= Beginning of Section =

PR #6132, opened 2021-03-29
ci(gcb): add quickstart-cmake and quickstart-bazel builds

devjgm:
The `quickstart-cmake` builds use ccache to speed up the building of the `vcpkg` binary itself. And it uses `VCPKG_BINARY_SOURCES` to speed up vcpkg's installation of `google-cloud-cpp`. 

I'll enable these triggers after this PR merges.

---
This change is [Reviewable](https://reviewable.io/reviews/googleapis/google-cloud-cpp/6132)


coryan (commented):
You need to fix some shell check warnings, but otherwise LGTM.

coryan (approved):

PR #6135, opened 2021-03-30
ci(gcb): add builds for old clang and gcc 

devjgm:
The builds are named with `38` and `54` because GCB triggers cannot contain dots. Alternative names:
* `clang-3-8`
* `clang-old`

Happy to rename if other names are better.

---
This change is [Reviewable](https://reviewable.io/reviews/googleapis/google-cloud-cpp/6135)


coryan (approved):
:lgtm: 

Something to think about as you redesign the build matrix, there is some overlap between these builds and the `ci/kokoro/install` builds for Ubuntu:16.04.

Something else to think about: Ubuntu:16.04 is reaching "end of standard support" (not the same as EOL) at the end of April.  We should try to understand if/when GCE will stop supporting Ubuntu:16.04 and act accordingly.

> Reviewed 1 of 7 files at r1, 6 of 6 files at r2.
> *[Reviewable](https://reviewable.io/reviews/googleapis/google-cloud-cpp/6135#-:-MX26R9H87DqapuYO89S:brysmla)* status: :shipit: complete! all files reviewed, all discussions resolved (waiting on @devjgm)

devjgm:
> :lgtm:
> 
> Something to think about as you redesign the build matrix, there is some overlap between these builds and the `ci/kokoro/install` builds for Ubuntu:16.04.
> 
> Something else to think about: Ubuntu:16.04 is reaching "end of standard support" (not the same as EOL) at the end of April. We should try to understand if/when GCE will stop supporting Ubuntu:16.04 and act accordingly.
> 
> > Reviewed 1 of 7 files at r1, 6 of 6 files at r2.
> > _[Reviewable](https://reviewable.io/reviews/googleapis/google-cloud-cpp/6135#-:-MX26R9H87DqapuYO89S:brysmla)_ status: :shipit: complete! all files reviewed, all discussions resolved (waiting on @devjgm)

Good suggestions. I'll try to make a table today showing the build matrix that I *think* we're shooting for so we can see what may need to change.

PR #1251, opened 2022-11-05
Set default macOS deployment target version if not specified

### LINKED ISSUE #1247: macOS-12 built wheel incompatible with macOS-11, but Still has macosx_11_0 tag
macOS-12 packaging environment gives `macosx_10_9_x86_64.macosx_11_0_arm64.macosx_10_9_universal2.whl`, which turns out incompatible with macOS 11 because of `Symbol not found` in `/usr/lib/libc++.1.dylib`.

I think perhaps wheels built on macOS-12 should be tagged `macosx_12_0`, and therefore not to be downloaded by pypi to macOS-11.

messense:
Fixes #1247


messense:
bors retry

PR #1253, opened 2022-11-07
Add `ignore_git_ignore` flag to build options

mbrobbel:
This can be set to include files that are ignored by `.gitignore` files. This was added in https://github.com/PyO3/maturin/pull/695.

This may be helpful when Python modules are generated as part of a build. The module should be included in the wheel, but not in the git repo which is why it's in the `.gitignore` file.

### DIFF
--- a/src/build_context.rs
+++ b/src/build_context.rs
@@ -178,6 +178,8 @@ pub struct BuildContext {
     pub editable: bool,
     /// Cargo build options
     pub cargo_options: CargoOptions,
+    /// Ignore `.gitignore` files when including files for the Python part of a mixed project
+    pub ignore_git_ignore: bool,
 }
 
 /// The wheel file location and its Python version tag (e.g. `py3`).
@@ -474,6 +476,7 @@ impl BuildContext {
             None,
             &self.target,
             self.editable,
+            self.ignore_git_ignore,
         )
         .context("Failed to add the files to the wheel")?;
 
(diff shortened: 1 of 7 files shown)


messense:
I don't believe this is the way to go. Excluding files via `gitignore` is a sensible default, simply disable it may cause more issues.

For sdist we already have `sdist-include` configuration, but there isn't one for wheel yet. Something like the [include and exclude configuration](https://python-poetry.org/docs/pyproject/#include-and-exclude) of Poetry would be better IMO.

mbrobbel:
I totally agree with the current default behavior to excludes files listed in ignore files, and the added flag defaults to `false` which makes this a non-breaking change. Maybe the name is a bit confusing (double negative), but setting `ignore_git_ignore` to `true` disables excluding files via `gitignore`.

> For sdist we already have sdist-include configuration, but there isn't one for wheel yet. Something like the [include and exclude configuration](https://python-poetry.org/docs/pyproject/#include-and-exclude) of Poetry would be better IMO.

Are you suggesting to add that to maturin?
```toml
[tool.maturin]
include = []
exclude = []
```
I could try to implement that. Should we keep the `sdist-include` or (breaking change) copy the `format` key behavior from Poetry and deprecate the `sdist-include` configuration?

messense:
> Are you suggesting to add that to maturin?

Yes

> Should we keep the `sdist-include` or (breaking change) copy the `format` key behavior from Poetry and deprecate the `sdist-include` configuration?

We should first deprecate it and print a warning when it appears in configuration, we can then remove `sdist-include` in the next breaking change release to give users time to migrate to the new format.

PR #1259, opened 2022-11-10
Ignore sdist tar ball instead of error out

messense:
Fixes https://github.com/PyO3/maturin-action/issues/99


messense:
Alpine Linux edge `py3-pip` package has some problem.

PR #1261, opened 2022-11-10
Lookup inherited build- and dev-dependencies in dependencies

knutwalker:
Following the docs in https://doc.rust-lang.org/stable/cargo/reference/workspaces.html#the-workspacedependencies-table
and https://doc.rust-lang.org/stable/cargo/reference/specifying-dependencies.html#inheriting-a-dependency-from-a-workspace
which says

    Dependencies in the [dependencies], [dev-dependencies], [build-dependencies], and [target."...".dependencies] sections support the ability to reference the [workspace.dependencies] definition of dependencies.

So, we should not lookup build- and dev-dependencies in their workspace.* equivalent but only in workspace.dependencies

### DIFF
--- a/src/source_distribution.rs
+++ b/src/source_distribution.rs
@@ -108,11 +108,13 @@ fn rewrite_cargo_toml(
                             let mut workspace_dep = workspace_dep.clone();
                             // Merge optional and features from the current Cargo.toml
                             if table[&dep_name].get("optional").is_some() {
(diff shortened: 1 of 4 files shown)


messense:
Thanks! bors r+

messense:
bors ping

messense:
Looks like the macOS runner is stuck, merging manually.

PR #1262, opened 2022-11-10
Convert workspace.dependency entries to tables if necessary

knutwalker:
When a `worksapce.dependency` is written in its short form,
e.g. `rand = "0.8"`, we need to convert that to a table before
combining it with `optional` or `features` entries from the
crate dependencies.


messense:
Thanks! bors r+

PR #1265, opened 2022-11-11
Collect python dependencies from dependent crate metadata

konstin:
This allows rust-numpy to say

```toml
[package.metadata.pyo3-packaging]
dependencies = [
    "numpy>=1.19,<2.0"
]
```

I don't know how useful this is, but it was fun to build


src/build_options.rs
```diff
@@ -725,6 +691,166 @@ impl BuildOptions {
...
+
+/// Returns the merged list of dependencies
+///
+/// Ideally, we'd like to parse the version constraints from the user and merge them with those
+/// from the transitive requirements, but that's not implemented yet
+fn collect_transitive_requires(
+    main_dependencies: &[String],
+    metadata: &Metadata,
+) -> Result<Vec<String>> {
+    let mut merged_requires = main_dependencies.to_vec();
```
adamreichold, line 751: Since you have ownership of `metadata21`, why not pass `main_dependencies` by value, e.g. `take(&mut metadata32.requires_dist)`?

src/build_options.rs
```diff
@@ -725,6 +691,166 @@ impl BuildOptions {
...
+    // https://peps.python.org/pep-0508/#names
+    // https://peps.python.org/pep-0440/#version-specifiers
+    // This isn't the full version spec regex (not sure if that even exists anywhere),
+    // but it should be good enough
+    let distribution_name_re = Regex::new(
+        r"^([a-zA-Z0-9]|[a-zA-Z0-9][a-zA-Z0-9._-]*[a-zA-Z0-9])\s*(~=|==|!=|<=|>=|<|>|===|;|$).*",
+    )
+    .unwrap();
+    // Since we don't have PEP440 parsing, we do this very simple scheme and to warn the user when we have multiple requires
+    let get_distribution_name = |dep: String| {
```
adamreichold, line 762: Why not just `dep: &str`?

src/build_options.rs
```diff
@@ -725,6 +691,166 @@ impl BuildOptions {
...
+        if sources.len() > 1 {
+            let joined = sources
+                .iter()
+                .map(|(requires, cargo_package)| {
+                    format!("'{}' in crate {}", requires, cargo_package)
+                })
+                .collect::<Vec<String>>()
+                .join(", ");
+            println!(
+                "⚠️ Warning: {dep_name} is specified multiple times: {joined}. \
```
adamreichold, line 837: To be honest, I think this is serious downside. If the issue was very common, i.e. users being swamped with managing the transitive Python dependencies of the Rust dependencies, it might make sense to handle at least the common case.

But since I assume that this is rare (Do we have any example besides NumPy which is somewhat special by exposing a capsule-based C-API for us to consume?), I am not to convince that carrying this without full PEP440 support and limited dependency resolution is really worth it.

test-crates/numpy-user/Cargo.toml
```diff
@@ -0,0 +1,13 @@
...
+version = "0.1.0"
+edition = "2021"
+
+[lib]
+name = "rust_ext"
+crate-type = ["cdylib"]
+
+[dependencies]
+pyo3 = { version = "0.17", features = ["extension-module"] }
+numpy = { version = "0.17", git = "https://github.com/PyO3/rust-numpy", branch = "python-requires-in-cargo-metadata" }
```
adamreichold, line 12: I was wondering why NumPy 1.19 while our README says 1.16? (The choice predates my involvement, so I cannot say one is correct and the other is not. But I would like to understand if our README would need to be changed.)

I am also somewhat sceptical w.r.t. the upper bound as the situation with Python dependencies is significantly different from Rust dependencies due to the need for venv-wide unification, c.f. https://iscinumpy.dev/post/bound-version-constraints/

adamreichold (commented):
I have to admit to being somewhat sceptical on the value proposition here. rust-numpy's dependency on NumPy is a bit of a special case and while the code would handle that, this would open up the door for feature requests to fully flesh this out with proper PEP440 handling and unification which I suspect would take quite a bit more code to implement.

Additionally, I am not sure if Maturin really wants to be a dependency solver in the first place instead of just packaging up what the user specified unmodified. (Especially said user has no control of the contents of the Cargo.toml of the dependency and while a requirement can be overwritten as it stands, I don't it can be suppressed outright.)

src/build_options.rs
```diff
@@ -725,6 +691,166 @@ impl BuildOptions {
...
+    for dep in main_dependencies {
+        let dist_name = get_distribution_name(dep.clone())
+            .context("Your dependencies table in pyproject.toml is invalid")?;
+        main_deps_names.insert(dist_name, dep.to_string());
+    }
+    debug!("main dependencies {:?}", main_deps_names);
+
+    // distribution name -> (requires string, crate name)
+    let mut metadata_deps_names: HashMap<String, Vec<(String, String)>> = HashMap::new();
+    // I've manually tested that this doesn't include optional dependencies
```
adamreichold, line 784: But does it include enabled optional dependencies, e.g. if there is an optional dependency on `rust-numpy` but it is in use? (That is rather common in my experience, i.e. writing a Rust library that has Python bindings involving NumPy types behind a feature flag to avoid pulling in PyO3 and rust-numpy unconditionally for the Rust users.)

src/build_options.rs
adamreichold: > But writing a proper PEP440 parser is on my list anyway, so maybe i'll do that

Maybe this ties in with https://github.com/PyO3/pyproject-toml-rs or https://github.com/PyO3/python-pkginfo-rs? Or could be organized as a similar project/crate?

konstin: yep absolutely!

konstin:
> I have to admit to being somewhat sceptical on the value proposition here. rust-numpy's dependency on NumPy is a bit of a special case and while the code would handle that, this would open up the door for feature requests to fully flesh this out with proper PEP440 handling and unification which I suspect would take quite a bit more code to implement.

yeah same :D it's more of a pet feature for me, seeing how we could make cross ecosystem dependencies work

> Additionally, I am not sure if Maturin really wants to be a dependency solver in the first place instead of just packaging up what the user specified unmodified. (Especially as said user has no control of the contents of the Cargo.toml of the dependency and while a requirement can be overwritten as it stands, I don't think it can be suppressed outright.)

We could potential just package up all constraints and let the downstream tooling figure it out, but then we'd risk producing cursed package specifications. Just adding everything up unfortunately also doesn't work because we have environment markes

konstin:
it's not worth the extra complexity this adds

= End of Section =

## ABOUT THIS TASK
Select all lines in the listing above where the word "shortened" appears, and show them.

## SOLUTION
(diff shortened: 1 of 7 files shown)
(diff shortened: 1 of 4 files shown)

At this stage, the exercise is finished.